Soon after Ronald Reagan came to Washington, he began wondering aloud in prepared speeches if the push for civil rights had damaged American institutions such as schools during the previous two decades. In 1983, the year of A Nation at Risk, came this: “The schools were charged by the federal courts in the correcting of long-standing injustices in our society—racial segregation, sex discrimination, lack of opportunity for the handicapped. Perhaps there was just too much to do in too little time.” As William Raspberry noted in 2004, it was not a coincidence that Reagan chose, in 1980, to announce his presidential campaign embracing “states rights” in Philadelphia, Mississippi, where three civil rights workers were murdered in 1964. The symbolism could not have been mistaken.
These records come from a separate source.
PR #1596, opened 2026-02-02
refactor: remove init$patchDeps mechanism (no longer needed after PR #1450)

luoliwoshang:
## Summary

Since PR #1450 changed ABI types to compile-time constant data, the `init$after` lazy loading mechanism no longer exists. This means the initialization order issue that PR #1414 fixed is no longer possible.

### Before PR #1450
- Types were initialized at runtime via `init$after` with lazy loading (check null → create)
- Cross-package initialization order could cause types to be skipped
- Required `init$patchDeps` to ensure correct initialization order

### After PR #1450
- Types are compile-time constants embedded directly in LLVM IR
- No runtime initialization, no lazy loading, no order issues
- `init$patchDeps` mechanism is no longer needed

### Before (with `init$patchDeps`)

```llvm
define void @"go/build.init"() {
_llgo_1:
  store i1 true, ptr @"go/build.init$guard", align 1
  call void @"go/build.init$patchDeps"()    ; Separate function for dependency inits
  call void @"go/build.init$hasPatch"()     ; Only global var initialization
  ...
}

define void @"go/build.init$patchDeps"() {
  call void @"bufio.init"()
  call void @"bytes.init"()
  ; ... more dependency inits
  ret void
}

define void @"go/build.init$hasPatch"() {
  ; Only global variable initialization (guard check with inverted branches)
}
```

### After (simplified)

```llvm
define void @"go/build.init"() {
_llgo_1:
  store i1 true, ptr @"go/build.init$guard", align 1
  call void @"go/build.init$hasPatch"()     ; Contains BOTH dependency inits AND global vars
  ...
}

; No more init$patchDeps function!

define void @"go/build.init$hasPatch"() {
  ; Dependency init calls stay here (not extracted):
  call void @"bufio.init"()
  call void @"bytes.init"()
  ; ... more dependency inits
  ; Global variable initialization
}
```

### Diff

```diff
 define void @"go/build.init"() {
   store i1 true, ptr @"go/build.init$guard", align 1
-  call void @"go/build.init$patchDeps"()
   call void @"go/build.init$hasPatch"()
 }

-define void @"go/build.init$patchDeps"() {
-  call void @"bufio.init"()
-  call void @"bytes.init"()
-  ; ...
-  ret void
-}

 define void @"go/build.init$hasPatch"() {
+  call void @"bufio.init"()      ; dependency inits now stay here
+  call void @"bytes.init"()
+  ; ...
   ; global variable initialization
 }
```

## Code Changes

This PR removes:
- `init$patchDeps` function generation
- `initDepsFnNameOfHasPatch()` helper
- `findFirstNonInitInstruction()` helper
- `createInitDepsFunction()` method
- Related `.init$patchDeps` handling in `notInit()`

## Related PRs
- #1450 - ssa: abi type global constant data
- #1414 - Fix: Correct initialization order for overlay packages (this PR reverts it)

### DIFF
--- a/cl/compile.go
+++ b/cl/compile.go
@@ -484,12 +484,6 @@ func (p *context) compileBlock(b llssa.Builder, block *ssa.BasicBlock, n int, do
 		p.debugParams(b, block.Parent())
 	}
 
-	// Handle init$hasPatch: split dependency init calls into separate function
-	if doModInit && p.state == pkgHasPatch {
-		baseName := strings.TrimSuffix(p.fn.Name(), "$hasPatch")
-		instrs = p.createInitDepsFunction(pkg, baseName, instrs)
-	}
-
 	if doModInit {
 		if pyModInit = p.pyMod != ""; pyModInit {
 			last = len(instrs) - 1
@@ -508,15 +502,7 @@ func (p *context) compileBlock(b llssa.Builder, block *ssa.BasicBlock, n int, do
 	isCgoCmacro := isCgoCmacro(fnName)
 	for i, instr := range instrs {
 		if i == 1 && doModInit && p.state == pkgInPatch { // in patch package but no pkgFNoOldInit
-			name := p.fn.Name()
-			initFnNameOld := initFnNameOfHasPatch(name)
-			initPatchDepsFnName := initDepsFnNameOfHasPatch(name)
-
-			// Call deps function first
-			fnDeps := pkg.NewFunc(initPatchDepsFnName, llssa.NoArgsNoRet, llssa.InC)
-			b.Call(fnDeps.Expr)
-
-			// Then call hasPatch (global vars)
+			initFnNameOld := initFnNameOfHasPatch(p.fn.Name())
 			fnOld := pkg.NewFunc(initFnNameOld, llssa.NoArgsNoRet, llssa.InC)
 			b.Call(fnOld.Expr)
 		}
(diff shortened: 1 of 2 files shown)


luoliwoshang:
Closing this PR. After further analysis, the `init$patchDeps` mechanism is still required.

While PR #1450 removed the `init$after` type initialization (types are now compile-time constants), the `init$patchDeps` function serves a different critical purpose:

1. **Dependency package initialization**: It calls the `init()` functions of all dependency packages
2. **Global variable initialization order**: Ensures that dependency packages' global variables are initialized before the current package uses them

The `init$hasPatch` function uses **inverted guard logic** (branches are swapped at compile.go:309-310), so it executes when guard=true. The flow is:

```
overlay.init() {
    guard = false, enter _llgo_1
    set guard = true
    call init$patchDeps()  ← initializes all dependencies
    call init$hasPatch()   ← guard=true, enters _llgo_1 (inverted), initializes globals
}
```

Without `init$patchDeps`, dependency packages won't be initialized, causing runtime failures when accessing their global variables.

Sorry for the confusion!

luoliwoshang:
Reopening this PR. After re-analysis:

The `createInitDepsFunction` **extracts** dependency init calls from `init$hasPatch` into a separate `init$patchDeps` function.

If we remove this extraction:
- Dependency init calls **stay inside** `init$hasPatch`
- When `init$hasPatch` executes (guard=true due to inverted branches), it will:
  1. First call all dependency init functions
  2. Then initialize global variables

The execution is equivalent but simpler:

**Before (with init$patchDeps):**
```
overlay.init() → init$patchDeps() → init$hasPatch()
                      ↓                    ↓
               call dep inits      init global vars
```

**After (simplified):**
```
overlay.init() → init$hasPatch()
                      ↓
          call dep inits + init global vars (all inside)
```

Same functionality, cleaner code!

luoliwoshang:
@xushiwei

PR #1639, opened 2026-02-13
runtime: reflect.Copy

luoliwoshang:
## Summary
- add a minimal `reflect.Copy(dst, src Value) int` implementation in `runtime/internal/lib/reflect/value.go`
- add `typesMustMatch` helper used by `reflect.Copy`
- support Go-compatible `reflect.Copy` paths:
  - `dst`: `Array` / `Slice`
  - `src`: `Array` / `Slice`
  - special case: `src` is `String` when `dst` element kind is `Uint8`
- keep overlap-safe copy semantics via `memmove`
- add demo coverage in `_demo/go/reflectcopy/main.go` with both `expect` and `panic` checks

## Notes
- this PR intentionally keeps scope minimal for `reflect.Copy`
- `reflect.AppendSlice` remains unchanged (`todo`) in this PR

## Verification
Executed in `_demo/go/reflectcopy`:

```bash
go run main.go
llgo run main.go
```

Both produced identical output:

```text
expect slice-slice n ok
expect slice-slice dst ok
expect string-byte n ok
expect string-byte dst ok
expect array-slice n ok
expect array-slice dst ok
expect slice-array n ok
expect slice-array dst ok
panic dst-kind ok
panic array-unsettable ok
panic elem-mismatch ok
DONE
```

### DIFF
--- a/_demo/go/reflectcopy/main.go
+++ b/_demo/go/reflectcopy/main.go
@@ -1,0 +1,76 @@
+package main
+
+import (
+	"fmt"
+	"reflect"
+	"strings"
+)
+
+func expect(name string, got, want any) {
+	if !reflect.DeepEqual(got, want) {
+		panic(fmt.Sprintf("expect %s: got %v, want %v", name, got, want))
+	}
+	fmt.Println("expect", name, "ok")
+}
+
+func expectPanic(name, contains string, fn func()) {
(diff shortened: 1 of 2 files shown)


luoliwoshang:
@xushiwei

PR #1642, opened 2026-02-15
ssa: fix loop defer draining

cpunion:
Fix llgo's defer lowering for defers executed inside loops.

- Ensure loop defers are recorded even for non-closure + no-args forms.
- Drain only loop-defer nodes (avoid popping unrelated defers), preventing panics like `time: Stop called on uninitialized Timer`.
- Classify defers in cyclic CFG blocks as loop defers (SCC-based) so nested/complex loops execute all defers.

Tests:
- Add regressions in `test/defer_test.go`.
- Strengthen `ssa/eh_loop_test.go`.
- Update `cl/_testdefer/gobuild/out.txt` to match new classification.

## Rationale / Notes

- `blocks`-only is not sufficient: on `goplus/main`, the loop-defer lowering in `ssa/eh.go` fails to record some loop defers (notably non-closure + no-args forms), so the drain loop has nothing to pop/run. In an isolated cherry-pick of only the SCC classification + tests, `go test ./ssa -run TestDeferInLoopIR` fails and the IR contains no `FreeDeferNode` for loop defers.
- This PR does not change `runtime/internal/runtime.Defer` (its layout stays the same). The only "structure" change is the compiler-emitted internal linked-list node layout stored in `Defer.Args` (adding a small header field `id uintptr`). Runtime never decodes these nodes; it only frees them via `FreeDeferNode`.
- The per-node `id` tag (or an equivalent discriminator) is required to preserve correct semantics when multiple defer statements inside the same loop share a single LIFO chain and their nodes are interleaved. Without a tag, the drainer cannot safely determine which static defer statement should decode/call a given node, and it risks decoding the wrong layout or draining unrelated defers.
- When a deferred call panics while draining loop defers, rethrow must resume at the drainer entry so the remaining nodes in the same frame are drained before unwinding to the next defer statement.

## Possible follow-up

- The IR generation for loop-drainers could be refactored to generate one drainer per contiguous run of `DeferInLoop` statements during `endDefer` (instead of accumulating state on `aDefer`), but the semantic requirements above (recording nodes, per-node dispatch, and rethrow-to-drain) remain.

### DIFF
--- a/ssa/eh.go
+++ b/ssa/eh.go
@@ -325,6 +325,14 @@ func (b Builder) Defer(kind DoAction, fn Expr, args ...Expr) {
 				return
 			}
 
+			// If a deferred call panics while draining loop defers, we must keep
+			// draining the remaining nodes in this frame before unwinding to the
+			// next defer statement. To achieve this, rethrow should resume at the
+			// current stmt block (which is a valid indirectbr destination),
+			// re-entering the drain loop with the next node already popped.
+			drainEntry := b.blk
+			drainEntryAddr := drainEntry.Addr()
+
 			prog := b.Prog
 			condBlk := b.Func.MakeBlock()
 			exitBlk := b.Func.MakeBlock()
@@ -365,6 +373,7 @@ func (b Builder) Defer(kind DoAction, fn Expr, args ...Expr) {
 				b.If(match, caseBlks[i], nextBlk)
 
 				b.SetBlockEx(caseBlks[i], AtEnd, true)
+				b.Store(self.rethPtr, drainEntryAddr)
 				b.callDefer(self, c.typ, c.fn, c.args)
 				b.Jump(condBlk)
 			}


cpunion:
Addressed review notes:

- ssa/eh.go: add loopDrainerGenerated and generate the loop-defer drainer once per contiguous run of DeferInLoop statements (reset when hitting DeferAlways/DeferInCond), plus guard against empty loopCases.
- ssa/eh.go: update the pseudo-code node layout comment to include the new id field.
- ssa/eh.go: replace the offset==2 proxy with an explicit fn.kind==vkClosure check.
- ssa/eh.go: add doc comment for loopDeferCase.
- cl/blocks/block.go: clarify loop (traversal marker) vs inLoop (SCC semantics).

Re dispatch perf: ssa.Builder doesn't currently expose a switch helper (it's commented out), so keeping the linear chain for now.

cpunion:
Follow-up fix: loop-defer drainer must survive rethrow.

`loopDrainerGenerated` is fine for codegen dedup, but a deferred call can panic while draining (e.g. recover+re-panic). In that case we must keep draining remaining loop nodes in the same frame.

Fix: in the DeferInLoop drainer, store `rethPtr` to the current stmt block address before each `callDefer`, so a rethrow resumes at the drainer stmt (valid indirectbr dest) and continues draining with the next node already popped.

This makes `TestPanicCrossTwoFunctionsRecover` pass under `llgo test`.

Above: During the eight years he served as Chief Executive Officer of Chicago's public schools, Arne Duncan (above during a staged media event at CPS headquarters on May 27, 2007) got rid of more than 2,000 African American teachers under the guise of enforcing "standards and accountability" for Chicago's schools. Every school in Chicago that was closed for "poor performance" during those years, every school that Duncan closed for "poor performance" served a segregated (almost always all-black) student population leiving in one of the most impoverished communities in Chicago's vast Black Ghetto. With the support of Chicago's corporate leadership, Mayor Richard M. Daley, political leaders like Barack Obama, and the city's corporate media, Duncan was able to sustain the largest system of apartheid public education in the USA. Now with the power of the U.S. Department of Education in his hands, Duncan is trying to export the "Chicago Plan" of privatization, ruthless segregation, union busting, and the elmination of African American teachers and other educators to every public school district in the USA. Substance photo by George N. Schmidt. A year after Reagan’s 1983 speech and the accompanying doom and gloom projections of A Nation at Risk came the Supreme Court decision in Milliken v Bradley, which struck down the inter-district busing plan that was put in place to achieve desegregation of Detroit schools. By 1986 school integration had peaked in the U. S. and resegregation of schools had begun, with school integration from that point forward on a steady march backwards—a march that remains unchecked today, as resegregation and apartheid schooling have become the silent, unquestioned norms across America.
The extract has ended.